Trade-offs and Limitations
Atlas is not a universal replacement. Consider these constraints:
- AGPL-3.0 licensing forces source sharing if you distribute a modified version
- Alpha quality: Closed-source Rust codebase, limited public documentation
- Hardware lock-in: Optimised for Blackwell GB10, ASU compatibility confirmed for some builds, Hopper support in development
- Quantisation locked to FP8/NVFP4: Int4 or other formats not supported
- No fine-tuning pipeline: Use SGLang or vLLM offline for training, Atlas only for inference
The community notes that "Atlas is AGPL-3.0 licensed, closed source, and in alpha" as a caveat. Local control is the selling point—no per-token costs, no API rate limits, complete data privacy—but the licensing model changes deployment economics for commercial products.
Getting Started
Deploy a three-model stack:
# Cybersecurity model
docker run -d --name atlas-cyber \
--gpus all --ipc=host \
avarok/atlas-gb10:latest \
serve Qwen/Qwen3.6-35B-A3B-FP8 \
--port 8100 --max-seq-len 262144 --speculative --num-speculative-tokens 2
# Code model
docker run -d --name atlas-code \
--gpus all --ipc=host \
avarok/atlas-gb10:latest \
serve Qwen/Qwen3.6-35B-A3B-FP8 \
--port 8200 --max-seq-len 262144 \
--tool-call-parser qwen3_coder --num-speculative-tokens 1
# Orchestrator
docker run -d --name atlas-orch \
--gpus all --ipc=host \
avarok/atlas-gb10:latest \
serve Qwen/Qwen3.6-35B-A3B-FP8 \
--port 8300 --max-seq-len 262144 --speculative
Configure LiteLLM proxy to route:
model_list:
- model_name: cyber
litellm_params:
model: openai/qwen36-cyber
api_base: http://localhost:8100/v1
api_key: not-needed
- model_name: code
litellm_params:
model: openai/qwen36-code
api_base: http://localhost:8200/v1
api_key: not-needed
- model_name: orchestrator
litellm_params:
model: openai/qwen36-orch
api_base: http://localhost:8300/v1
api_key: not-needed
router:
routing_strategy: simple
model_group_alias:
cybersecurity: cyber
coding: code
orchestration: orchestrator
All three models share the same ~/.cache/huggingface directory via volume mount, eliminating redundant downloads. The first run downloads 35 GB of FP8 weights; subsequent runs start immediately.
Monitoring and Failover
IronClaw provides watchdog auto-recovery. If an Atlas container crashes, systemd restarts it within 60 seconds. Multi-model routing must handle transient failures:
import litellm
response = litellm.completion(
model="openai/qwen36-code",
messages=[{"role": "user", "content": "Write a Python class for HTTP retries"}],
api_base="http://localhost:8200/v1",
fallback=["openai/qwen36-cyber"],
timeout=30,
num_retries=3
)
The fallback list provides graceful degradation if the specialised model is down. This pattern is production-tested in the vLLM stack but relies on LiteLLM's translation layer, which sometimes obscures root causes in failures.
The Road Ahead
Atlas's open-source release is "coming soon," according to the developers. Until then, production deployment means accepting the AGPL license and alpha quality. The Rust codebase compiles cleanly on GB10, and community builds exist for ASUS GX10.
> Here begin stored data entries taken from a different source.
PR #3951, opened 2023-05-27
fix: Don't Delete Instances if Orphaned

jonathan-innis:
Fixes # 

**Description**

The Machine Linker Controller shouldn't delete instances that have the `v1alpha5.ProvisionerName` label but do not have Provisioners present on the cluster. These instances should either be assumed to be actively deleting (in which case a delete is unnecessary) or be assumed to have been orphaned when the provisioner is deleted. If the Node/Instance was orphaned when the Provisioner was deleted, we shouldn't take any action on the instance.

* `make presubmit`
* `/karpenter snapshot`

- [ ] Yes, issue opened: # 
- [x] No

**Release Note**

```release-note
None
```

### DIFF
--- a/pkg/controllers/machine/link/controller.go
+++ b/pkg/controllers/machine/link/controller.go
@@ -25,7 +25,6 @@ import (
 	"github.com/samber/lo"
 	"go.uber.org/multierr"
 	v1 "k8s.io/api/core/v1"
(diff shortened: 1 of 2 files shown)


jonathan-innis (commented):
/karpenter snapshot

PR #35, opened 2020-02-01
commit

jreo123:


index.html
```diff
@@ -3,19 +3,60 @@
...
+        <img src="favicon.ico" alt="Karma logo">
+        <ul class="navbut">
+        
+            <li>Meet Karma</li>
+            <li>How it Works </li>
+            <li>Store</li>
+            <li>Blog</li>
+            <li>Help</li>
+            <li>Login</li>
+
```
LucyMac: Nice use of an unordered list. Can you add links inside each item, and give them a hover effect?

index.html
```diff
@@ -3,19 +3,60 @@
...
     <link rel="stylesheet" href="css/style.css">
     <link rel="shortcut icon" type="image/x-icon"  href="favicon.ico">
-</head>
+</head> 
+
+<header>
+</header>
+
+
+<nav>
```
LucyMac: The nav needs to be inside the body tag.
The `head` tag wraps all meta information (not displayed on the page, just tells the browser about the page). Everything you want to _appear_ on the page should live inside the `body` tag

index.html
```diff
@@ -3,19 +3,60 @@
...
+            <li>How it Works </li>
+            <li>Store</li>
+            <li>Blog</li>
+            <li>Help</li>
+            <li>Login</li>
+
+        </ul>
+    </nav>
 <body>
+
```
LucyMac: Wrap the next 2 sections inside the `main` tag.

Anything in the body that is not the header or the footer can go inside the main tag

index.html
```diff
@@ -3,19 +3,60 @@
...
+        <h1>Introducing Karma</h1>
+        <h2>Bring Wifi with you, everywhere you go.</h2>     
+    </div>
+
+</section>
 
+<section>
+    <h1>Everyone needs a little Karma.</h1>
+        <ul class="imgpic">
+            <li><img src="/img/icon-devices.svg" alt="internet devices"></li>
```
LucyMac: You need to change something in the image path here for something to appear on the page. 
You'll also need to add a width to these images in CSS, so the browser knows how big to make them - otherwise they may not appear at all as their width will be `0`.

PR #36, opened 2020-02-01
Flexbox/karma/abbas mokhtari

abbasmokhtari:
I have made minor changes and since some logos were not available I downloaded those logos and they are different to the page sent as guide


css/style.css
```diff
@@ -6,6 +6,153 @@ body {
...
+    text-align: center;
+}
+
+.dev {
+    width: 70%;
+}
+
+.coffee {
+width: 70%;
+}
```
LucyMac: Why define 2 separate classes that do the same thing here? You can create one class (for example `segment-icon`) and set the size once.
Remember, CSS classes are meant to be re-used.

index.html
```diff
@@ -1,21 +1,112 @@
...
+                </li>
+                <li>
+                    <a href="#">Help</a>
+                </li>
+                <li>
+                    <a href="#">Login</a>
+                </li>
+            </ul>
+        </nav>
+    </header>
```
LucyMac: Very well structured header and nav

index.html
```diff
@@ -1,21 +1,112 @@
...
+
+    <!-- SHOWCASE -->
```
LucyMac: Use `main` for anything that is not the header or the footer

index.html
```diff
@@ -1,21 +1,112 @@
...
+        </h4>
+
+        <button class="button" type="button">
+            Learn More
+        </button>
 
+    </section>
+
+    <!-- SEGMENTS -->
+    <section class="seg">
```
LucyMac: Be careful with shortened class names - I wasn't sure what 'seg' meant when I first read it.

index.html
```diff
@@ -1,21 +1,112 @@
...
+                    Internet for all devices
+                </h5>
+            </div>
+            <div class="cup">
+                <img src="img/icon-coffee.svg" alt="Coffee" class="coffee">
+                <h5>
+                    Boost your productivity
+                </h5>
+            </div>
+            <div class="fuel">
```
LucyMac: Do you need 3 different classes for `devices`, `cup` and `fuel`?

index.html
```diff
@@ -1,21 +1,112 @@
...
+                <img src="img/icon-refill.svg" alt="refill" class="nuzzle">
+                <h5>
+                    Pay as You Go
+                </h5>
+            </div>
+        </div>
+    </section>
+
+    <!-- FOOTER -->
+    <footer id="footer">
```
LucyMac: Why are you using an ID here? 

Don't use IDs in your CSS!
https://stackoverflow.com/questions/8279132/why-shouldnt-i-use-id-selectors-in-css

index.html
```diff
@@ -1,21 +1,112 @@
...
+                <img src="img/facebook-circled.png" alt="Facebook logo" class="face">
+            </a>
+            <a href="#">
+                <img src="img/Insta-logo.png" alt="Instagram" class="insta">
+            </a>
+        </div>
+        <p class="copy">
+            &copy; Karma Mobility, Inc.
+        </p>
+        <div class="end"></div>
```
LucyMac: Why add an empty div here?
If you want to add spacing, add it to the footer.
example: 
```
footer {
   padding-bottom: 100px;
}
```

The broader question: when does local inference beat cloud APIs? At 100 tok/s on a 35B MoE model, local throughput rivals commercial endpoints including GPT-5.5. The break-even point depends on query volume and hardware amortisation. For high-throughput production workloads, the economics increasingly favour on-premise deployments—especially when you can run three specialised models on one machine without API costs.